Published online by Cambridge University Press: 17 August 2009
Addison, Joseph, Cato
Suggested date of reading: by 1791
References: Cornell DS 40
In Descriptive Sketches W alludes to Syphax's description of an African who ‘Blesses his stars, and thinks it luxury’ (Cato I iv 71).
Aikin, John and Anna Laetitia Aikin, Miscellaneous Pieces in Prose (1773)
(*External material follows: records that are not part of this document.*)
PR #1188, opened 2024-10-18
Print logs when the cluster state changes to fail or the fail reason changes

enjoy-binbin:
This log allows us to easily distinguish between full coverage and
minority partition when the cluster fails. Sometimes it is not easy
to see the minority partition in a healthy shards (both primary and
replicas).

And we decided not to add a cluster_fail_reason field to cluster info.
Given that there are only two reasons and both are well-known and if
we ended up adding more down the road we can add it in the furture.


src/cluster_legacy.c
```diff
@@ -5282,6 +5283,20 @@ void clusterCloseAllSlots(void) {
...
 
+void clusterLogWhyFail(int reason) {
+    char *msg;
+    switch (reason) {
+    case CLUSTER_FAIL_NOT_FULL_COVERAGE:
+        msg = "Detect there is at least a hash slot uncovered (no available node is serving it). "
+              "Please check the 'cluster-require-full-coverage' configuration option.";
+        break;
+    case CLUSTER_FAIL_MINORITY_PARTITION: msg = "In a minority partition."; break;
+    default: msg = "Unknown reason code."; break;
```
PingXie: We shouldn't hit this case, right?
```suggestion
    default: serverPanic("Unknown reason code.");
```

src/cluster_legacy.c
```diff
@@ -5282,6 +5283,20 @@ void clusterCloseAllSlots(void) {
  * Cluster state evaluation function
  * -------------------------------------------------------------------------- */
 
+void clusterLogWhyFail(int reason) {
+    char *msg;
+    switch (reason) {
+    case CLUSTER_FAIL_NOT_FULL_COVERAGE:
+        msg = "Detect there is at least a hash slot uncovered (no available node is serving it). "
```
```suggestion
        msg = "At least one hash slot is not served by any available node.  "
```

src/cluster_legacy.c
```diff
@@ -5282,6 +5283,20 @@ void clusterCloseAllSlots(void) {
...
+              "Please check the 'cluster-require-full-coverage' configuration option.";
```
```suggestion
              "Please check the 'cluster-require-full-coverage' configuration.";
```

src/cluster_legacy.c
```diff
@@ -5282,6 +5283,20 @@ void clusterCloseAllSlots(void) {
...
+        break;
+    case CLUSTER_FAIL_MINORITY_PARTITION: msg = "In a minority partition."; break;
```
```suggestion
    case CLUSTER_FAIL_MINORITY_PARTITION: msg = "I am part of a minority partition."; break;
```

src/cluster_legacy.c
```diff
@@ -5282,6 +5283,20 @@ void clusterCloseAllSlots(void) {
...
+    default: msg = "Unknown reason code."; break;
+    }
+    serverLog(LL_NOTICE, "Currently cluster unable to work: %s", msg);
```
PingXie: Let's log errors at `WARNING`
```suggestion
    serverLog(LL_WARNING, "Cluster is currently down: %s", msg);
```

src/cluster_legacy.h
```diff
@@ -368,6 +368,7 @@ struct clusterState {
     clusterNode *myself; /* This node */
     uint64_t currentEpoch;
     int state;              /* CLUSTER_OK, CLUSTER_FAIL, ... */
+    int fail_reason;        /* Why the cluster state changes to fail. */
```
PingXie, line 373: can we include `fail_reason` in the `CLUSTER INFO` output as well?

src/cluster_legacy.c
```diff
@@ -5282,6 +5283,20 @@ void clusterCloseAllSlots(void) {
  * Cluster state evaluation function
  * -------------------------------------------------------------------------- */
 
+void clusterLogWhyFail(int reason) {
+    char *msg;
```
PingXie, line 5369: maybe be short-circuit the call here if `reason == CLUSTER_FAIL_NONE`?

src/cluster_legacy.c
enjoy-binbin: yes, we should panic actually. I copy this logic from clusterLogCantFailover and keep the default, i am changing it.

src/cluster_legacy.h
enjoy-binbin: that is a good idea, i add it to CLUSTER INFO, but it also made it a major decision.

src/cluster_legacy.c
```diff
@@ -5986,6 +6023,7 @@ sds genClusterInfoString(void) {
 
     info = sdscatprintf(info,
                         "cluster_state:%s\r\n"
+                        "cluster_fail_reason:%s\r\n"
```
madolson: I honestly would rather not add an info field. This is one of those things were if the cluster is down, you get more useful information from the other fields (cluster_slots_assigned and cluster_size) and I don't want to add *yet another field* to look at. It's also not necessarily one or the other, it could be both.

enjoy-binbin: yean, this does seem useless, @PingXie thoughts?

PingXie: I am fine with not adding this field now. 

That said, my thinking was that this new field would serve as the high level summary for the failure and then based on the information here, one could then zoom in the details like the cluster slot assignment states. it is probably not that big a deal to include this field right now given that there are only two reasons and both are well-known but if we ended up adding more down the road I think this field would help tie various pieces of states together.

enjoy-binbin: agree, i removed it, please take a new review

src/cluster_legacy.c
```diff
@@ -5362,6 +5363,22 @@ void clusterCloseAllSlots(void) {
...
+    char *msg;
+    switch (reason) {
+    case CLUSTER_FAIL_NOT_FULL_COVERAGE:
+        msg = "At least one hash slot is not served by any available node. "
+              "Please check the 'cluster-require-full-coverage' configuration.";
+        break;
+    case CLUSTER_FAIL_MINORITY_PARTITION: msg = "I am part of a minority partition."; break;
+    default: serverPanic("Unknown fail reason code.");
+    }
+    server.cluster->fail_reason = reason;
```
PingXie: maybe move "server.cluster->fail_reason = reason;" out of this function and in its caller. The name `clusterLogFailReason` suggests that this is a stateless logging function so it is a bit odd to have it update the server state. It does mean that we would need to "duplicate" this line but I personally feel that the code is more readable that way.

PingXie (approved):
LGTM with just one minor comment

src/cluster_legacy.c
enjoy-binbin: yean, i can move it. Noted clusterLogCantFailover also do the same thing, it change the server state in the clusterLogCantFailover function itself.

PingXie: yeah - there was an apparently different bar back then :)

src/cluster_legacy.c
```diff
@@ -5362,6 +5363,21 @@ void clusterCloseAllSlots(void) {
...
+void clusterLogFailReason(int reason) {
+    if (reason == CLUSTER_FAIL_NONE) return;
+
+    char *msg;
+    switch (reason) {
+    case CLUSTER_FAIL_NOT_FULL_COVERAGE:
+        msg = "At least one hash slot is not served by any available node. "
+              "Please check the 'cluster-require-full-coverage' configuration.";
+        break;
+    case CLUSTER_FAIL_MINORITY_PARTITION: msg = "I am part of a minority partition."; break;
```
zuiderkwast: Different case, different style?

We can use same style in both cases.

```suggestion
    case CLUSTER_FAIL_MINORITY_PARTITION:
        msg = "I am part of a minority partition.";
        break;
```

src/cluster.h
```diff
@@ -12,6 +12,12 @@
 #define CLUSTER_FAIL 1                                              /* The cluster can't work */
 #define CLUSTER_NAMELEN 40                                          /* sha1 hex length */
 
+/* Reason why the cluster state changes to fail. When adding new reasons,
+ * make sure to update clusterLogFailReason. */
+#define CLUSTER_FAIL_NONE 0
+#define CLUSTER_FAIL_NOT_FULL_COVERAGE 1
+#define CLUSTER_FAIL_MINORITY_PARTITION 2
```
zuiderkwast, line 19: If we use `enum` and don't add a `default:` case in the switch, there will be a compile warning for the switch if we add another value and forget to add a case for it in the switch. Just an idea. (I learned it from Madelyn.)

OTOH, the style in this file is to use integer and define, so we can follow this style, as you prefer.

zuiderkwast (approved):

Suggested date of reading: by spring 1787
References: see note
Miscellaneous Pieces contains a Gothic prose fragment called Sir Bertrand from which W borrowed several details for one of the central episodes in The Vale of Esthwaite, composed during the spring and summer of 1787 (lines 210-21 in De Selincourt's text). The episode begins:
I the while
Look'd through the tall and sable isle
Of Firs that too a mansion led
With many a turret on it's head
(D.C.MS 3 18r; De Selincourt 210-13)Although W may be thinking of the castellated and partly ruined Calgarth Hall on the eastern shore of Windermere, the description probably borrows from Sir Bertrand: ‘by momentary glimpse of moon-light he had a full view of a large antique mansion, with turrets at the corners’ (Miscellaneous Pieces 129).
Akenside, Mark
(i) The Poems of Mark Akenside [1772]
Suggested date of reading: 1779-87; by spring 1785
References: see note
W's earliest surviving poem, Lines Written as a School Exercise (1785), contains a reference to ‘fair majestic truth’ (line 12). Akenside's invocations at the beginning of The Pleasures of Imagination include one to ‘The guide, the guardian of their lovely sports, / Majestic Truth’ (i 22-3).